In my blog dated 23 February 2012 I discussed this Frankfurt-style case (see there for the references): Jones is in a voting booth deliberating whether to vote for the Democratic or for the Republican presidential candidate. Unbeknownst to Jones, a neurosurgeon, Black, has implanted a mechanism in Jones’s brain that allows Black to monitor Jones’s neural states and alter them if need be. Black is a diehard Democrat, and should Black detect neural activity indicating that a Republican choice is forthcoming, Black is prepared to activate his mechanism to ensure that Jones instead votes Democratic. As a matter of fact, Jones chooses on his own to vote for the Democratic presidential candidate, so Black never intervenes.

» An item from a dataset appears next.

PR #1529, opened 2023-06-09
Limit `AutoRequireHook` effect to be localized to loading the bundle

### LINKED ISSUE #1528: The `AutoRequireHook` patch should only apply to `tapioca gem` command
Currently, the [patch](https://github.com/Shopify/tapioca/blob/main/lib/tapioca/gemfile.rb#L15-L18) is applied globally, which causes commands like `tapioca dsl` not respecting the `require: false` definition in Gemfile when loading Rails applications.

Take now the present corona crisis. A new nasty virus has spread all over the world: the coronavirus. It makes that many people must be hospitalized, and many people infected by the virus die. The medical services threaten to become overloaded and to collapse. It is absolutely necessary to take radical measures, including forcing people to stay at home, the so-called self-confinement. You are a rational person and according to you the only option is to accept the measures proclaimed by your government, including self-confinement. And so you do. You leave your house only for buying food, for physical exercise or for other reasons allowed by the government. It’s true that, if you would break the coronavirus emergency laws, you would get a high fine and be forced by the police to return home. However, this never happens, for you are fully convinced that the best you can do is obeying the coronavirus emergency laws. In other words, it’s your free choice to follow these laws.
As said, Frankfurt-style cases like the one I just presented were used to discuss the question whether someone is responsible for his or her actions, even if in practice s/he has only one option. However, they tell us also much about the idea of freedom. As we have seen, a common idea of freedom is the view that you can and are allowed to do what you like. I think that it is acceptable to add here “unless it hurts other people and affects the freedom of others”. Now the present situation is such that, unless people restrict their usual behaviour, they’ll hurt other people: If they would keep going along with family, friends, colleagues and others in the usual way, many people would die of the coronavirus and many others would become seriously ill and some of them would become handicapped in some way. This makes that restricting yourself and even going into self-confinement is the only kind of behaviour that respects the freedom of others. Actually, this is the only rational way to do. And so you conclude that the only thing you can reasonably do is to accept the coronavirus emergency laws. That you would be fined and be forced to stay at home, if you break these laws, doesn’t even come to your mind. In the end it’s not your government’s fault that there is such a nasty virus in the world. Following these laws is your own choice.
The upshot is that you can still be free, even if you have only one option. And this is the situation of the present corona crisis. So, don’t complain that your freedom is affected by these emergency measures. Another question is, of course, which measures are the best and whether the measures taken are the best, let alone whether some governments or politicians abuse the corona crisis for increasing their power.

Postscript
And so it happens that the Frankfurt-style cases no longer are thought experiments but have become real-life scenarios.